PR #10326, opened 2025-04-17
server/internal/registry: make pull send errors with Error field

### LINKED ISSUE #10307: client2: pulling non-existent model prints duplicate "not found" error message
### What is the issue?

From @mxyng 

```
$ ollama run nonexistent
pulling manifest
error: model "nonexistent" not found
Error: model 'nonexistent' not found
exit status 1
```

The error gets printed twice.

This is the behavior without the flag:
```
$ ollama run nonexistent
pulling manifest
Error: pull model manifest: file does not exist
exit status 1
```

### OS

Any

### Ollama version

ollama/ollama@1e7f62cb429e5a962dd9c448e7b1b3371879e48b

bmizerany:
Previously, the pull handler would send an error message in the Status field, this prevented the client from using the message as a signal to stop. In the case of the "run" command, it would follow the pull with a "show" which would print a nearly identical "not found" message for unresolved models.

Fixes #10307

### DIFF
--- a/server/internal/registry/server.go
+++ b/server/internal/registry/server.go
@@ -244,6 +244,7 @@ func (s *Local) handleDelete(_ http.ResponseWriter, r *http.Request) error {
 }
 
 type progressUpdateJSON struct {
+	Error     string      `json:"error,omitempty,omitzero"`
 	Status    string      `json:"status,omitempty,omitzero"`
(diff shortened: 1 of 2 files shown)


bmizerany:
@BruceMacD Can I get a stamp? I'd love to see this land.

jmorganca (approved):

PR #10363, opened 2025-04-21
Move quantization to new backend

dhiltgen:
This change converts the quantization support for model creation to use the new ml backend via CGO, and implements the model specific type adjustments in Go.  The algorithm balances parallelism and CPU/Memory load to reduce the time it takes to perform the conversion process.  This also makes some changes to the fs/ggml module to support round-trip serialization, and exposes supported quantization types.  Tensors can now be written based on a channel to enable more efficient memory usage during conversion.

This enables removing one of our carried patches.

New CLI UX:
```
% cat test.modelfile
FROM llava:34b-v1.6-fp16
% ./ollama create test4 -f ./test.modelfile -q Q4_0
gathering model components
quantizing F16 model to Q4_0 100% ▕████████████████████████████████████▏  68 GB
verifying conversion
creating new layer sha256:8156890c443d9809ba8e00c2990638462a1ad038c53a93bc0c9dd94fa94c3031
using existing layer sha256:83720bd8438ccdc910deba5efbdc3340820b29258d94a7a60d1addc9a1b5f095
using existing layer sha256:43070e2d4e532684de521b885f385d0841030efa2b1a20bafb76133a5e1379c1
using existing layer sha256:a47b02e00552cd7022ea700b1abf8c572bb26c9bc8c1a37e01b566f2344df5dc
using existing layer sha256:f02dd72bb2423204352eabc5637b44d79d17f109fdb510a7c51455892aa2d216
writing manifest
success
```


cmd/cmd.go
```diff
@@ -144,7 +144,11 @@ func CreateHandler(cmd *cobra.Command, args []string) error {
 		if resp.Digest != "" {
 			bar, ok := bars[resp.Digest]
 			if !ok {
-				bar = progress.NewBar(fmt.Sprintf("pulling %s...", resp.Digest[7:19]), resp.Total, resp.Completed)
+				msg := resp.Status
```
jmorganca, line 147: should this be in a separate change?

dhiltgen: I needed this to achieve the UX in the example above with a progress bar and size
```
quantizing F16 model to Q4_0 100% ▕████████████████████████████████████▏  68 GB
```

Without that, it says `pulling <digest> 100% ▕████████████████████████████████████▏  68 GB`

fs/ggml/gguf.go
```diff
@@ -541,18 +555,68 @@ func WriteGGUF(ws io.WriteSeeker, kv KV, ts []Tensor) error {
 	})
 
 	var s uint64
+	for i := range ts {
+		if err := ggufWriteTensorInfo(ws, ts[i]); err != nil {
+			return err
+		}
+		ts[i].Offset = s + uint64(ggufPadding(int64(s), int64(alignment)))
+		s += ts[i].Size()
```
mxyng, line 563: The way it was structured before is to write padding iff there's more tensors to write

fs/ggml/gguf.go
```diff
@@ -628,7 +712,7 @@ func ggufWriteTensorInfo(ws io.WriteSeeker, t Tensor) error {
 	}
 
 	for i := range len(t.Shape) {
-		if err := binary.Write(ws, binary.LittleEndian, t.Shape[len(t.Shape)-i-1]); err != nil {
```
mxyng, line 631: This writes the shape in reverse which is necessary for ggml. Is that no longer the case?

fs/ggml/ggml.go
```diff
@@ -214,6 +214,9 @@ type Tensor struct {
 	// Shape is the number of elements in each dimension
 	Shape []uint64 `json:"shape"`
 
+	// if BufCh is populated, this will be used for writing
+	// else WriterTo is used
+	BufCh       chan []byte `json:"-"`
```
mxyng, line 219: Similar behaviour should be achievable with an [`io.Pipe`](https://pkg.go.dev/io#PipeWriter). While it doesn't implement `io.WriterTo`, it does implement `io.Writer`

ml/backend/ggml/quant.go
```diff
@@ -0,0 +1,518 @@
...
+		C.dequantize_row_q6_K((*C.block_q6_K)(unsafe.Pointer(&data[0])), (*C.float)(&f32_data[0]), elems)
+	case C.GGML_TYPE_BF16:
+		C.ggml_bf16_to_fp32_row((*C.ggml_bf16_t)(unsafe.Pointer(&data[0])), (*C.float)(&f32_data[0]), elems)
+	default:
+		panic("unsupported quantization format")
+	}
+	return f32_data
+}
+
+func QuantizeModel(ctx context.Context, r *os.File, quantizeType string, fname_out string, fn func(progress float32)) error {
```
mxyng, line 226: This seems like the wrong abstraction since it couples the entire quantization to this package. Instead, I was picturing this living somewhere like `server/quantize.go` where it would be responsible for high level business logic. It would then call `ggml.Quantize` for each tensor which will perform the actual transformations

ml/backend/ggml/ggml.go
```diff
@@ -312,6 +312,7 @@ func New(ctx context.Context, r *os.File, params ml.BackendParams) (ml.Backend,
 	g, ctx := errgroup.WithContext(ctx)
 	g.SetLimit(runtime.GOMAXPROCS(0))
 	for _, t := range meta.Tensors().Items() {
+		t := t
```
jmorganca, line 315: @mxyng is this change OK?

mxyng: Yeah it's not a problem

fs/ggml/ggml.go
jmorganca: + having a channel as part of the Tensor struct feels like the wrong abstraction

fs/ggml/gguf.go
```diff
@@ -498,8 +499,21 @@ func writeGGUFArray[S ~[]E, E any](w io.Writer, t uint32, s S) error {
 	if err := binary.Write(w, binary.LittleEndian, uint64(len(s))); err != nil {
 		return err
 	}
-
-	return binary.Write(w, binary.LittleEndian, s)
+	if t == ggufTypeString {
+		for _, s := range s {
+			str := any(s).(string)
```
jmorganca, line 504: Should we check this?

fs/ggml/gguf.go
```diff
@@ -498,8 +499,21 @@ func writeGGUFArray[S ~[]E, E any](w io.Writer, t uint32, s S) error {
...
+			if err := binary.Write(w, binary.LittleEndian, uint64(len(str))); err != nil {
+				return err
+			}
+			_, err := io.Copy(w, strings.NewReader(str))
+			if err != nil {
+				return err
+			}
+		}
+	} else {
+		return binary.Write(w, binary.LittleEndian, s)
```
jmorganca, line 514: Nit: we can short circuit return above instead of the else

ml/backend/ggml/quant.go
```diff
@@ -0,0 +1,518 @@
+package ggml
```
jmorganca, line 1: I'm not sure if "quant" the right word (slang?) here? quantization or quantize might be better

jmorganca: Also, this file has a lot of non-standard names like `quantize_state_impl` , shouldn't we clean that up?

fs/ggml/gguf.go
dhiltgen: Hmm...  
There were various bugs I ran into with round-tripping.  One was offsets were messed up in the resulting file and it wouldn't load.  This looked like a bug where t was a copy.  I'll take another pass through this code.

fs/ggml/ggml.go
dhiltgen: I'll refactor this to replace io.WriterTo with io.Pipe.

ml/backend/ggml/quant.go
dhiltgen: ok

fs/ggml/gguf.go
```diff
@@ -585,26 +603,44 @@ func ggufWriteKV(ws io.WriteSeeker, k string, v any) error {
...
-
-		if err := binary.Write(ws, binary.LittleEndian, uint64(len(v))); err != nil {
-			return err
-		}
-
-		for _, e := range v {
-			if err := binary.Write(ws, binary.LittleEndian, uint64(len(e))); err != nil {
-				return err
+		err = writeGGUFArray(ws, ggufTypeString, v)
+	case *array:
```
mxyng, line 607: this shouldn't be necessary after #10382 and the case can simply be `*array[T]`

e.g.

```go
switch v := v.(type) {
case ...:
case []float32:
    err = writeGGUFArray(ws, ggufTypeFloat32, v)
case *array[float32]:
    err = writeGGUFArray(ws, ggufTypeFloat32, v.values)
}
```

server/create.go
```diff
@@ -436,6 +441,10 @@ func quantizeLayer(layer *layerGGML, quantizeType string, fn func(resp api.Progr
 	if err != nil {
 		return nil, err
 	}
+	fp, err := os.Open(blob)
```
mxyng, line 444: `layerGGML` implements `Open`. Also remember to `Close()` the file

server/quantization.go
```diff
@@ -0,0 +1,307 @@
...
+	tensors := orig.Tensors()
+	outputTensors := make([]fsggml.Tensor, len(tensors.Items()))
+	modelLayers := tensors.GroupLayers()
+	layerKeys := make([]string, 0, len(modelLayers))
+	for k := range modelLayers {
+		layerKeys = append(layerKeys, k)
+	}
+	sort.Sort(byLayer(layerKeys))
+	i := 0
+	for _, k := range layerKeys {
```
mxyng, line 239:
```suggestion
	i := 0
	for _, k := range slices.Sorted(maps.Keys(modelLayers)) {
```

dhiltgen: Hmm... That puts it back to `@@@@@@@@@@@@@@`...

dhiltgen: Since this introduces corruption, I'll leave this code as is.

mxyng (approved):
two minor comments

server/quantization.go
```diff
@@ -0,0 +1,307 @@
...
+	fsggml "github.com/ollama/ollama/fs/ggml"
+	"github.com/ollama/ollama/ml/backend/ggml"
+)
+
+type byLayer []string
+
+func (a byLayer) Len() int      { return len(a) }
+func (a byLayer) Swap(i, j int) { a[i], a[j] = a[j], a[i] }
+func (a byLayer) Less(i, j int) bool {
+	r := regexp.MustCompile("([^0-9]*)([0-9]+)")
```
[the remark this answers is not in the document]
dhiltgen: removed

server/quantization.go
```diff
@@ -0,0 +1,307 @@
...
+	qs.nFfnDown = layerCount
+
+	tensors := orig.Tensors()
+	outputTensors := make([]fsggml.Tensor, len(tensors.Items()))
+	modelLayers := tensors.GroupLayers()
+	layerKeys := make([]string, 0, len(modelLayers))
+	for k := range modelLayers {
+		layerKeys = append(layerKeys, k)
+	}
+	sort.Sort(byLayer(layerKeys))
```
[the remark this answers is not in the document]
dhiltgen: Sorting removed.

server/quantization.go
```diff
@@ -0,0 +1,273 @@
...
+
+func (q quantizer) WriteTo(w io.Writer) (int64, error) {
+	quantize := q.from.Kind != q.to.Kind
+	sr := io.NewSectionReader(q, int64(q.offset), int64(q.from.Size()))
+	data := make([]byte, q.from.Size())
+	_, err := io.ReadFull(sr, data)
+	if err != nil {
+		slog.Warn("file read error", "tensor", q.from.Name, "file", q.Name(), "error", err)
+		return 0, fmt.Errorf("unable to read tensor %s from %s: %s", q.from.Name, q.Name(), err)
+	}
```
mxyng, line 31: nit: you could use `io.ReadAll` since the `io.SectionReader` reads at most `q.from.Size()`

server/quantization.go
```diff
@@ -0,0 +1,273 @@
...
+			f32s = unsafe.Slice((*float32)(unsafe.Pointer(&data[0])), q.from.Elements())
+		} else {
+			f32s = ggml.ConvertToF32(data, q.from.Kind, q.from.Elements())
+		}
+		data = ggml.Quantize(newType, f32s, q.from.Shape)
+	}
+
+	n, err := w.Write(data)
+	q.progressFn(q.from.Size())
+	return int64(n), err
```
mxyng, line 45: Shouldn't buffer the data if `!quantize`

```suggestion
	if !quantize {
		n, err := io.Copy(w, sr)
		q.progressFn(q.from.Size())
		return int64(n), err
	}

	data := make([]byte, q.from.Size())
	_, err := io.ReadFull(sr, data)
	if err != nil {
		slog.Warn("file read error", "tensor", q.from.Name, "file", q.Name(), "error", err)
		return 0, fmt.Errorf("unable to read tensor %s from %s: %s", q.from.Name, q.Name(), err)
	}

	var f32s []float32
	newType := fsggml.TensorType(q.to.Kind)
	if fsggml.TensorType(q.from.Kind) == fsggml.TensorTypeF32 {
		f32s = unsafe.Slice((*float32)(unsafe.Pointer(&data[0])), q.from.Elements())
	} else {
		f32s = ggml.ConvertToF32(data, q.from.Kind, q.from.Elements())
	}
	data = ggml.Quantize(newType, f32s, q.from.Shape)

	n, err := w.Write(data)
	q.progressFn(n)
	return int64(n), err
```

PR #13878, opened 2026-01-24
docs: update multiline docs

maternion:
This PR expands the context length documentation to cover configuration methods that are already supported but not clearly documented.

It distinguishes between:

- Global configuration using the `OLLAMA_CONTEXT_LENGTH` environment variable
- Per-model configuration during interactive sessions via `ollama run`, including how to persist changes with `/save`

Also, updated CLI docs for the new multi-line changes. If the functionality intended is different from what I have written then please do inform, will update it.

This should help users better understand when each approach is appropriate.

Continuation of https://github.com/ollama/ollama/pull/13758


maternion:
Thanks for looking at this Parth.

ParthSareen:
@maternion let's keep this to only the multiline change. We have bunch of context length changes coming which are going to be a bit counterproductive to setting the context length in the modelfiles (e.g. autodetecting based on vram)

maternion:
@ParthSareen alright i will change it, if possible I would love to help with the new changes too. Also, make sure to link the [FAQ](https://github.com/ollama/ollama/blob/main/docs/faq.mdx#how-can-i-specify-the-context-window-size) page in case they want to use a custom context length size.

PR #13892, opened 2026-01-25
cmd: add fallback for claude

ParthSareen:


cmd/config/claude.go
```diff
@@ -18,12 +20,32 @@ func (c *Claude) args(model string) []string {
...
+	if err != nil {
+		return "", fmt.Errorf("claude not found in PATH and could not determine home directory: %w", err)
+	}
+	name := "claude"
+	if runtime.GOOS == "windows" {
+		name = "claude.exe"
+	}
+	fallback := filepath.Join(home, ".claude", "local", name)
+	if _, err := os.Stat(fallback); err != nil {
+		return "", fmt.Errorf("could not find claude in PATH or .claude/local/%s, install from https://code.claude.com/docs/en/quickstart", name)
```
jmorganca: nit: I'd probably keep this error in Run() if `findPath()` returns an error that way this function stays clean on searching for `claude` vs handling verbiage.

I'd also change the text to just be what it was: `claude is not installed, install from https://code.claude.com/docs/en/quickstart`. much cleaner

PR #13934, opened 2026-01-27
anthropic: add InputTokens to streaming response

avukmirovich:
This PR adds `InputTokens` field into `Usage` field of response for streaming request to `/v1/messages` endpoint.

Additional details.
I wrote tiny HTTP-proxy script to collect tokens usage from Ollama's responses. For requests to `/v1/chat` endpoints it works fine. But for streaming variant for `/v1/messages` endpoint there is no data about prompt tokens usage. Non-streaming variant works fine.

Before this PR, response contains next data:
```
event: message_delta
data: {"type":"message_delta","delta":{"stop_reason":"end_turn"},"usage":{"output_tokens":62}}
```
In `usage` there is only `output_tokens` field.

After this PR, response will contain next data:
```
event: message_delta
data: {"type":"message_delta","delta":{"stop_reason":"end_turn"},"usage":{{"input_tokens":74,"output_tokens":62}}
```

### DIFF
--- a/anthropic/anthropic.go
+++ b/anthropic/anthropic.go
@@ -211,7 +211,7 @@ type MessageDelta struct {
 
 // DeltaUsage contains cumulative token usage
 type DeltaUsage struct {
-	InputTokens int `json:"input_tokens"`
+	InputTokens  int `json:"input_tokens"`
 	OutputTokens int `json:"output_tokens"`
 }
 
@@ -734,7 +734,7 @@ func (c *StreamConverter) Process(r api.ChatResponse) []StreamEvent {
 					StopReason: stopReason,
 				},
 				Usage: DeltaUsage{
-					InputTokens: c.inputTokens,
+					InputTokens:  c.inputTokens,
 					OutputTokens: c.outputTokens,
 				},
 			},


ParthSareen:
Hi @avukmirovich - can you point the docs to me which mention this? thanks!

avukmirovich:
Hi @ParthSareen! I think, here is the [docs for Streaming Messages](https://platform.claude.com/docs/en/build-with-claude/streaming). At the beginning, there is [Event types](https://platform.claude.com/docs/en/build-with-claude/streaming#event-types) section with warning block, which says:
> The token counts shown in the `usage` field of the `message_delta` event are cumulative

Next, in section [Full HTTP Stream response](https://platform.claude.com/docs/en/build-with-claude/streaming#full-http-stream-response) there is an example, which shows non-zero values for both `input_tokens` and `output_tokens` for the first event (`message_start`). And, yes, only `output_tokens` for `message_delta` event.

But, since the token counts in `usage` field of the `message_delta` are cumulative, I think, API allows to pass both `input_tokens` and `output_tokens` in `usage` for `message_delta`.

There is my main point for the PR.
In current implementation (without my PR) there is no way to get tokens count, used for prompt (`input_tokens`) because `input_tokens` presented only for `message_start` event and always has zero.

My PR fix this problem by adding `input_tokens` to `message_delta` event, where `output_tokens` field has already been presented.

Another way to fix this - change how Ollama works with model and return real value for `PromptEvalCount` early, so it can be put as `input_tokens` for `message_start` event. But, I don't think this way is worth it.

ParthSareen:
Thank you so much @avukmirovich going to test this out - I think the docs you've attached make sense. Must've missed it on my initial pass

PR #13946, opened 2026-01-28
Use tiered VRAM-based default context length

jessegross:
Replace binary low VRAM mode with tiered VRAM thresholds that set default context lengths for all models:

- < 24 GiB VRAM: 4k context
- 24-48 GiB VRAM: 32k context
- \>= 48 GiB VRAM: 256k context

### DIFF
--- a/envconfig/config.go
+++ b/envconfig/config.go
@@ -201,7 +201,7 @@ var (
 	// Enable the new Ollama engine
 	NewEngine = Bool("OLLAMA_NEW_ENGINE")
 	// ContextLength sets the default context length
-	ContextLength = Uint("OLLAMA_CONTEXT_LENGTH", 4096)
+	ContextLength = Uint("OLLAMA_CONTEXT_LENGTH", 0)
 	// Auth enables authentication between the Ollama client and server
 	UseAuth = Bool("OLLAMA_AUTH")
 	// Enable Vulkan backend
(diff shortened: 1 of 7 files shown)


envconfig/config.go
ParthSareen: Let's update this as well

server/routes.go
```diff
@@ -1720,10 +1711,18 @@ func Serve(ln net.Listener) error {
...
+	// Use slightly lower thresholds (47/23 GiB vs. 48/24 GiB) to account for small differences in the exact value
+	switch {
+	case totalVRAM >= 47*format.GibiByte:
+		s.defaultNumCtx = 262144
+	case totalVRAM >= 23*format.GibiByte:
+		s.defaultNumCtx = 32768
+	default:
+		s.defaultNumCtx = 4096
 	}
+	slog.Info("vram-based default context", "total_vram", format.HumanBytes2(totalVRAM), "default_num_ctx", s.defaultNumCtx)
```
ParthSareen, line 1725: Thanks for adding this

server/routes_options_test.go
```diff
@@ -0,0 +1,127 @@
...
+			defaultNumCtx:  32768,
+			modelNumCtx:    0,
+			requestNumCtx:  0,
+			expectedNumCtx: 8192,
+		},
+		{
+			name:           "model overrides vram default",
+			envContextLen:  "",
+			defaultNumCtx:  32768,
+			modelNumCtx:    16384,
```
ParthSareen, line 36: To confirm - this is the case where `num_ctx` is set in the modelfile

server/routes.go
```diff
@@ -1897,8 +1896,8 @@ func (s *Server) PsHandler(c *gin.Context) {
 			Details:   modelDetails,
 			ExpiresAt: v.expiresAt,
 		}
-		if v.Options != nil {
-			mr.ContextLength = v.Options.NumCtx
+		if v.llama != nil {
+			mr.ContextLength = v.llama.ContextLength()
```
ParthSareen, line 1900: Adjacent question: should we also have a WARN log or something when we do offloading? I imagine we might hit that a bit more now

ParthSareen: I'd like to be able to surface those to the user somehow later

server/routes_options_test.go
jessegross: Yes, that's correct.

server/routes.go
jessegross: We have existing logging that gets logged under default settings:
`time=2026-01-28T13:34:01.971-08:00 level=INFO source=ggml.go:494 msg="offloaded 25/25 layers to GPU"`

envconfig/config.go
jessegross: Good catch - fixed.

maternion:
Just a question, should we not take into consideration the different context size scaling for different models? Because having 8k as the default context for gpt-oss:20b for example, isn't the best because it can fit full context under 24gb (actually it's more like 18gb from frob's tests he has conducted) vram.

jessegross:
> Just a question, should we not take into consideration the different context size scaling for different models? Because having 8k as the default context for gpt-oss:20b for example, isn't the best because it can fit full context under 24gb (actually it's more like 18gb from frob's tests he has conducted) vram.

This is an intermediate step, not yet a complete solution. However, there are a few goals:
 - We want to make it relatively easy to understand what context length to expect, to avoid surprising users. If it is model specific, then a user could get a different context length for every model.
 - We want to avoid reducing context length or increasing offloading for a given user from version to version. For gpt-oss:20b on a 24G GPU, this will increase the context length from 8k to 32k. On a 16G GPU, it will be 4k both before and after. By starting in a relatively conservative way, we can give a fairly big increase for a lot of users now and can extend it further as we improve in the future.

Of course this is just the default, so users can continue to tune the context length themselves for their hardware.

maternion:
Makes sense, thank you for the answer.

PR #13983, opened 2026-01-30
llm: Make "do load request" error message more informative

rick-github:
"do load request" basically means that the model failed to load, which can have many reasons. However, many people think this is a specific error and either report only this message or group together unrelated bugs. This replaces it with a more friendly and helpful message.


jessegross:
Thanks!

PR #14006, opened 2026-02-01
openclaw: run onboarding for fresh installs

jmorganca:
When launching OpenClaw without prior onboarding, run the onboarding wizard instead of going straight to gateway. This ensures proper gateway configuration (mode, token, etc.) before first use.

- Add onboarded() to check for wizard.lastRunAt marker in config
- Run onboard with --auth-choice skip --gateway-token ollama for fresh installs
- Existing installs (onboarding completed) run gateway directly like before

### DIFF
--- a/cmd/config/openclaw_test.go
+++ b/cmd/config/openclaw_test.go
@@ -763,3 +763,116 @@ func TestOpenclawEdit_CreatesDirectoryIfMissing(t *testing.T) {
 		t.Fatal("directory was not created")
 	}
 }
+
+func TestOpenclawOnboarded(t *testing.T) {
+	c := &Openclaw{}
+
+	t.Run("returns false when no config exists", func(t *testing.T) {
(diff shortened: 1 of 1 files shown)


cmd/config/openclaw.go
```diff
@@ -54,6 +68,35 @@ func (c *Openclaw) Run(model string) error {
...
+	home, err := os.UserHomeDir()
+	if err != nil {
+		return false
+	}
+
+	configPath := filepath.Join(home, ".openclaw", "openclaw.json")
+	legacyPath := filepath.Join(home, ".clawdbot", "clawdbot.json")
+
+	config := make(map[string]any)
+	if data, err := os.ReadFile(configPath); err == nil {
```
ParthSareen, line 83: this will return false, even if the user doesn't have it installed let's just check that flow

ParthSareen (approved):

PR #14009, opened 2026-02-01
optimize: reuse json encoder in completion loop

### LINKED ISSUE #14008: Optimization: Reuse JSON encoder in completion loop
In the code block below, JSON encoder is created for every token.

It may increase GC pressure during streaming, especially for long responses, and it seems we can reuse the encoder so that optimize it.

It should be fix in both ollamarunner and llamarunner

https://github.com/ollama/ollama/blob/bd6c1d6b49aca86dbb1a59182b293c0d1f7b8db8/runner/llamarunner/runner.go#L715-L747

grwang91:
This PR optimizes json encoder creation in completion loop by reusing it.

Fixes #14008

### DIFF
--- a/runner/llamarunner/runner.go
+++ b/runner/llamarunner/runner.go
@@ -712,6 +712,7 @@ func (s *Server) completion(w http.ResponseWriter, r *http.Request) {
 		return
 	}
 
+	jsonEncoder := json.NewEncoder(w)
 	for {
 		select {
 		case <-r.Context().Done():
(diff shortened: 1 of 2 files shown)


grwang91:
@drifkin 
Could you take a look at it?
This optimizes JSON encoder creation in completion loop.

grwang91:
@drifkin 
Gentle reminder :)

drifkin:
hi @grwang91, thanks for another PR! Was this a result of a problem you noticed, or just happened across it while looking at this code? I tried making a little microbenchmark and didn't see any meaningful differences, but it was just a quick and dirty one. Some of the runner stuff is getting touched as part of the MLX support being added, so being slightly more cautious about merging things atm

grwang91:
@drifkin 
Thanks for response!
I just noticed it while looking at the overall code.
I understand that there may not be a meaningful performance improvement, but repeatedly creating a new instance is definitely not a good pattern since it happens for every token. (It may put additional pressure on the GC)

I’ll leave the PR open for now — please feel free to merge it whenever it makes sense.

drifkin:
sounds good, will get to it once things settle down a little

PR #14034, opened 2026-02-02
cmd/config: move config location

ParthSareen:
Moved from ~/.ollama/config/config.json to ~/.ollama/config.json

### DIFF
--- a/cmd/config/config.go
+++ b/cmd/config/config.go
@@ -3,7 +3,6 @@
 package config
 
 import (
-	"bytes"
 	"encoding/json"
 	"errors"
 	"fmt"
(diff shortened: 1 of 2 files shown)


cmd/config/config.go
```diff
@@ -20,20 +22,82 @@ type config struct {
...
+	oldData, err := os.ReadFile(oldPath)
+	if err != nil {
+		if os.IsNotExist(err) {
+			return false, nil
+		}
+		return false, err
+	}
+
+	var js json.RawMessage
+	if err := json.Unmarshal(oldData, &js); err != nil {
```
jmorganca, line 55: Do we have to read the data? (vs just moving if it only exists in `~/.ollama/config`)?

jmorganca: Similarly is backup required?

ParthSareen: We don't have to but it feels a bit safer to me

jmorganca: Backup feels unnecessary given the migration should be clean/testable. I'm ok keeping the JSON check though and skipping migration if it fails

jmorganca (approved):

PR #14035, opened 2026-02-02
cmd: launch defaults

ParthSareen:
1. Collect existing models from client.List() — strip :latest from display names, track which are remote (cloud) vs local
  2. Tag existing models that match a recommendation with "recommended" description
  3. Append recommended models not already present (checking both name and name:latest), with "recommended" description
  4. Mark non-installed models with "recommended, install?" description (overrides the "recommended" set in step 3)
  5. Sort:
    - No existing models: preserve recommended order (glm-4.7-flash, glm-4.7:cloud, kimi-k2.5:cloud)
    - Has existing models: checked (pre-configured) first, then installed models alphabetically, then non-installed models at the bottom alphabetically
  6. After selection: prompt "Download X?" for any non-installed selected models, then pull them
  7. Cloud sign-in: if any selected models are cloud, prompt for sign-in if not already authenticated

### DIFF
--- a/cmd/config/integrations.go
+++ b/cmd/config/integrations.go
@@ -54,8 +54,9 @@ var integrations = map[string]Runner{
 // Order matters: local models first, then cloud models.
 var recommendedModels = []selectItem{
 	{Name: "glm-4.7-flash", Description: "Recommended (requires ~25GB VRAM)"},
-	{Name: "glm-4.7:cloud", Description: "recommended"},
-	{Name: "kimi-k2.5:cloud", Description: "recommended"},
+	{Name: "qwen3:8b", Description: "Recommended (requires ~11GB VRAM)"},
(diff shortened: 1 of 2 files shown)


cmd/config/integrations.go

#### Activity:
Look through the entries for the string "WriteSeeker". Every line that has it belongs in the answer.

#### Final answer:
@@ -541,18 +555,68 @@ func WriteGGUF(ws io.WriteSeeker, kv KV, ts []Tensor) error {
@@ -628,7 +712,7 @@ func ggufWriteTensorInfo(ws io.WriteSeeker, t Tensor) error {
@@ -585,26 +603,44 @@ func ggufWriteKV(ws io.WriteSeeker, k string, v any) error {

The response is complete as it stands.